### Your objective
Return only the lines running from the top of the entries to the line with "The wflow config", inclusive, exactly as written.

### Stored data entries

PR #230, opened 2024-01-19
update config from ini to yml

### LINKED ISSUE #207: Config ini files should be translated to yml

### Reproducible Example

NA

### Current behaviour

The wflow config models are currently still in ini format which is deprecated in hydromt-core and will be removed in the 1.0 release.  

### Desired behaviour

To maintain good support the current config files should be translated to a supported file format such as toml or yaml.

### Additional context

_No response_

hboisgon:
## Issue addressed
Fixes #207 

## Explanation
Update hydromt config files from ini to yaml. Also updated the tests and docs.

## Checklist


hboisgon:
I removed the _archive folder. There were still some old docs files on wflow build/update etc. I don't think we need to track this so I decided to remove rather than update the files.

dalmijn (approved):
Everything checks out. 

There seems to be a docs bug, but I made a separate issue for that #233 

Also, the docstrings for the base 'Model' object methods 'update' and 'build' should be updated at some point.

PR #247, opened 2024-02-20
Several basin related fixes

### LINKED ISSUE #245: Wrong dtype for wflow_subcatch map

### Reproducible Example

Happens if these conditions are met:

- building a model with kind basin
- basin variable not available in hydrography_fn or available with wrong dtype
- no upscaling required (model resolution is the same as hydrography_fn)

### Current behaviour

The output wflow_subcatch dtype can be np.uint32 instead of np.int32. Not a problem to run wflow but for example vectorizing the map does not work anymore (which is used in the ``read_results`` method):

```
model.grid["wflow_subcatch"].raster.vectorize()

> ValueError: image dtype must be one of: int16, int32, uint8, uint16, float32

``` 

In case of basin variable not available in hydrography_fn, the uint32 actually pops up in the ``hydromt.workflows.get_basin_geometry``:

https://github.com/Deltares/hydromt/blob/d634534fd1c3c5e470d6835a1ee1c518705576ad/hydromt/workflows/basin_mask.py#L380

### Desired behaviour

Make sure that basin dtype is np.int32 in that part of the ``hyrography`` workflow:

https://github.com/Deltares/hydromt_wflow/blob/c2074330ea28fae65bd4f184e4c9bf8405cbf117/hydromt_wflow/workflows/basemaps.py#L204-L216

### Additional context

_No response_

### LINKED ISSUE #246: In setup_outlets use the same IDs as the wflow_subcatch map
### Kind of request

### Enhancement Description

Right now the wflow basins in wflow_subcatch and the outlets in wflow_gauges IDs do not match (outlet of basin 1 does not automatically have ID 1).

### Use case

This is nice to avoid confusion when post-processing wflow model results if the IDs of the outlets can match else this becomes quite some post-processing work to match the right outlet with the right basin.

### Additional Context

_No response_

hboisgon:
## Issue addressed
Fixes #245 
Fixes #246 

## Explanation
For #245, seems there was only one case subcatch dtype was not np.int32. Rather than fixing the hydromt get_basin_geometry workflow I chose to force np.int32 dtype so that a different basins dtype in local hydrography would then also be supported.

For #246, just use the wflow_subcatch ID. I chose to just have this happen all the time rather than add an user option to still get random IDs.

## Checklist

### DIFF
--- a/docs/changelog.rst
+++ b/docs/changelog.rst
@@ -14,9 +14,11 @@ Added
 
 Changed
 -------
+- **setup_outlets**: the IDs of wflow_subcatch are used to define the outlets IDs rather than [1:n]. PR #247
 
 Fixed
 -----
+- Wrong dtype for wflow_subcatch map. PR #247
 
 v0.5.0 (February 2024)
 ======================
--- a/hydromt_wflow/wflow.py
+++ b/hydromt_wflow/wflow.py
@@ -1047,6 +1047,11 @@ skipping adding gauge specific outputs to the toml."
     ):
         """Set the default gauge map based on basin outlets.
 
+        If wflow_subcatch is available, the catchment outlets IDs will be matching the
+        wflow_subcatch IDs. If not, then IDs from 1 to number of outlets are used.
+
+        Can also add csv/netcdf output settings in the TOML.
+
         Adds model layers:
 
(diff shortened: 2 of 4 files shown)


dalmijn (approved):
LGTM.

### Reply to the exercise
PR #230, opened 2024-01-19
update config from ini to yml

### LINKED ISSUE #207: Config ini files should be translated to yml

### Reproducible Example

NA

### Current behaviour

The wflow config models are currently still in ini format which is deprecated in hydromt-core and will be removed in the 1.0 release.  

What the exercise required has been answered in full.